Moar about the dead and undead

Dec 04, 2021 10:10

No more clients died since I was last here. That I know of, anyway. Takes some time, sometimes; as Johnny Carson once observed, after you die, your fingernails continue to grow but your phone calls taper off.

Midweek, the calendar turned to December, and I greeted it with my usual incantation:




Labrat labrat labrat!

December also brought a coda of sorts to the memories I shared of last time of John Lennon's passing, which we will remember next week:

I’ve heard the story many times about Howard Cosell announcing the legendary Beatle's death on Monday Night Football. I’ve also heard the story many times about U2 making its first Buffalo appearance at a small club in Clarence, opening for legendary local bar band Talas. (This was their first US tour, the same one where a future Rochester client of mine threw them out of his bar before their set.) I did NOT realize, until just now, that these events were on the same night.

There's been a lot of talk around here about the MNF connection to Lennon's murder. The Bills were not in that game, but we’re hosting a Monday night game next week against New England, which was one of the participants. A guy called into a local sports talk show the other day to mention the MNF role in reporting the news. They also talked about the U2 tie-in, and how that band always plays some Beatles music at their stadium shows here to honor that connection. He learned of the murder on the radio while sitting in his car outside the Clarence club where U2 was playing that night, being too young to be admitted.

But the caller also mentioned that, a few years ago, he wrote and directed a film about the incident, from the POV of the killer (still in residence in adjacent Orleans County at last report) and tied to his defense, at his murder trial, that he was somehow inspired by Catcher in the Rye.  The filmmakers never got clearances on any of the Beatle music or broadcasts in the film, so it remains something of a hidden gem, but it occasionally gets screened as parts of historical film presentations locally, including this one from 2018:



Yet another bar-owning friend of mine is running a Christmas music film series this month, and I'm trying to arrange a screening of it there.

----

The workweek was relatively quiet in terms of appointments, but got plenty busy the past couple. A long-pending case looks ready to fire into the world, a new collection came in against a joint down the road from where Eleanor lived when I met her, and then yesterday came another wacky referral. I haven't decided to take it, and I can't share details, but it's got everything: arson, family feuds, shotguns, frauds upon a court, and a treasure trove of memes.

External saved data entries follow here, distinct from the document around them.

PR #793, opened 2022-05-20
Incorporate remote clinical pipeline and stave

### LINKED ISSUE #745: Improve the `clinical_pipeline` example
The current [clinical_pipeline](https://github.com/asyml/forte/tree/master/examples/clinical_pipeline) example needs to be fixed according to the latest [updates](https://github.com/asyml/stave/commit/c09ab5d987109dd1c45459da08a2582fcea85877#diff-d9fe757a2162ba6785dd721f7fff50d7cba0d4ae769cd34782406fe6ec59922b) in `stave` of how to handle remote pipeline service. `stave` will no longer assemble an NLP pipeline itself. Instead, `stave` now uses a [pipeline](https://github.com/asyml/stave/blob/master/simple-backend/stave_backend/handlers/nlp.py#L49) with `RemoteProcessor` to call remote service. 

Some of the steps in [README.md](https://github.com/asyml/forte/blob/master/examples/clinical_pipeline/README.md) might not work anymore. Hence we need to improve the example to make it solid:
* [Install extra dependencies](https://github.com/asyml/forte/blob/master/examples/clinical_pipeline/README.md#install-extra-dependencies): The command line to install forte-wrappers[elastic,nltk] might no longer work and we need to update it based on [forte-wrapper repo](https://github.com/asyml/forte-wrappers).
* [Prepare elastic searcher](https://github.com/asyml/forte/blob/master/examples/clinical_pipeline/README.md#prepare-elastic-searcher): We may want to point out a specific version for user to download and install since the latest elasticsearch(8.1.2) is not compatible with this example.
* [Run Indexer](https://github.com/asyml/forte/blob/master/examples/clinical_pipeline/README.md#run-indexer): Here we should provide a download link to `mimiciii/1.4/NOTEEVENTS.csv.gz`. For example, https://physionet.org/content/mimiciii-demo/1.4/D_ICD_DIAGNOSES.csv.
* [Stave](https://github.com/asyml/forte/blob/master/examples/clinical_pipeline/README.md#stave):
  * We want to provide a remote pipeline service for `LastUtteranceSearcher`. It should be similar to this [tutorial](https://asyml-forte.readthedocs.io/en/latest/notebook_tutorial/tutorial_eliza.html#Create-Your-Own-Chatbot-Service). The instruction will no longer require users to define the environment variables since they should be already configured in the service pipeline, but we still need to include the steps of starting a remote service.
  * [utterance_searcher.py](https://github.com/asyml/forte/blob/master/examples/clinical_pipeline/utterance_searcher.py) needs to be refactored. Currently it's directly modifying the `stave` database, and this is not a safe operation. We should utilize backend APIs to interact with `stave` database. A [wrapper](https://github.com/asyml/stave/blob/master/simple-backend/stave_backend/lib/stave_session.py) of these APIs is provided in `stave` backend lib.
  * The example requires user to setup two `stave` projects and to manually configure the database path. With the new [interfaces](https://github.com/mylibrar/stave/blob/master/simple-backend/stave_backend/lib/) provided by `stave`, we can automate these steps in a python script. Ideally users only need to run a python script, which should pop out a chatbot window for users to enter queries.

Piyush13y:
This PR fixes #745. 

### Description of changes
We provide a remote service pipeline that handles interaction between the chatbot and the elastic search indexer, to get the results visualized through stave on the UI.
We also create 2 stave projects in the script, one for annotation viewing and the other to act as the search engine/chat bot.


examples/clinical_pipeline/clinical_processing_pipeline.py
```diff
@@ -1,48 +1,153 @@
...
+        chat_doc_json["project_id"] = project_id_chat
+        doc_id = session.create_document(chat_doc_json)
+        project_list = session.get_project_list().json()
+
+    return project_id_base
+
+
+def main(
+    input_path: str, output_path: str, max_packs: int = -1, run_ner_pipeline=0
+):
```
hunterhector, line 79: If I ran this I will have `ModuleNotFoundError: No module named 'ftx.medical`, instructions to add the ontology?

examples/clinical_pipeline/clinical_processing_pipeline.py
```diff
@@ -1,48 +1,153 @@
...
-    pl.add(
-        PackIdJsonPackWriter(),
-        {
-            "output_dir": output_path,
-            "indent": 2,
-            "overwrite": True,
-            "drop_record": True,
-            "zip_pack": True,
-        },
+    if run_ner_pipeline == 1:
```
hunterhector, line 84: Why are we placing two scripts into this one `main` function? One is this NER pipeline, and the other is the search pipeline. Just make them two scripts so that we don't have to worry about to use this `run_ner_pipeline` parameter

examples/clinical_pipeline/clinical_processing_pipeline.py
```diff
@@ -1,48 +1,153 @@
...
+def get_json(path: str):
+    file_obj = open(path)
+    data = json.load(file_obj)
+    file_obj.close()
+    return data
+
+
+def update_stave_db(
+    default_project_json, chat_project_json, chat_doc_json, config
+):
```
hunterhector, line 44: Can we explain what the function is doing? And what are the parameters?

hunterhector (commented):
- An explanation of what is happening here would be very helpful, basically how the data flows.
- Will the `chat_project_old` file be removed?

Piyush13y:
@hunterhector I am assuming we are planning to abandon this PR, now that we have a PR in ForteHealth to add this example there? Or do we want to push it here too?

hunterhector:
> @hunterhector I am assuming we are planning to abandon this PR, now that we have a PR in ForteHealth to add this example there? Or do we want to push it here too?

If everything is moved there we should remove one of them (probably this one). Otherwise, we will have to maintain multiple versions

Piyush13y:
> > @hunterhector I am assuming we are planning to abandon this PR, now that we have a PR in ForteHealth to add this example there? Or do we want to push it here too?
> 
> If everything is moved there we should remove one of them (probably this one). Otherwise, we will have to maintain multiple versions

We will then have to remove the whole example here then? Because it won't work the old way now that Stave uses RemoteProcessors. As in, removing the clinical_processing_pipeline folder itself from forte/examples; or we will have to strip some functionalities and just keep a non stave interaction example, but that again would be an effective copy of our MIMIC3 example in ForteHealth? https://github.com/asyml/ForteHealth/blob/master/examples/mimic_iii/medical_pipeline.py

hunterhector:
> > > @hunterhector I am assuming we are planning to abandon this PR, now that we have a PR in ForteHealth to add this example there? Or do we want to push it here too?
> > 
> > 
> > If everything is moved there we should remove one of them (probably this one). Otherwise, we will have to maintain multiple versions
> 
> We will then have to remove the whole example here then? Because it won't work the old way now that Stave uses RemoteProcessors. As in, removing the clinical_processing_pipeline folder itself from forte/examples; or we will have to strip some functionalities and just keep a non stave interaction example, but that again would be an effective copy of our MIMIC3 example in ForteHealth? https://github.com/asyml/ForteHealth/blob/master/examples/mimic_iii/medical_pipeline.py

I think we can just remove the whole thing since we have a complete example in the other repo

hunterhector:
close since most of the code is moved out and this pr is inactive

I came home last night to find five new DVDs, four from the library, and Eleanor in a bit of a state.  We spent most of Thursday on a whirlwind of errands, including her getting her post-cataract eye checkup (she's actually better than last time, and I go in for my first pre-cataract exam next week), picking up my newly-tired and inspected car, and having a repair guy fix the recurring leakage problem in our fridge. More importantly, he showed Eleanor how to do it; apparently it's a problem with a plugged up pipe, caused, surprise surprise, by accumulated pet hair. She now knows where it is and how to remove, clean and replace it.  But last night was about what she couldn't do: she installed our outdoor landscape lights close to 20 years ago while she was working professionally to do it at other homes. A few fixtures needed updating, and it wasn't that she didn't know how or couldn't handle the work. The replacement parts simply were not available. As in, likely, ever; so, not supply chain but forced redundancy.  She got pretty down about it, but is taking a break to figure out options for regrouping.

After that, we needed something, um, light- so we went with this:



It stars Aubrey Plaza from the Parks and Rec series and a range of other comic actors from sitcoms to standup.  It goes relatively easy on the "undead" tropes but when it uses them, it does so well; you will never look at your kitchen stove quite the same way again.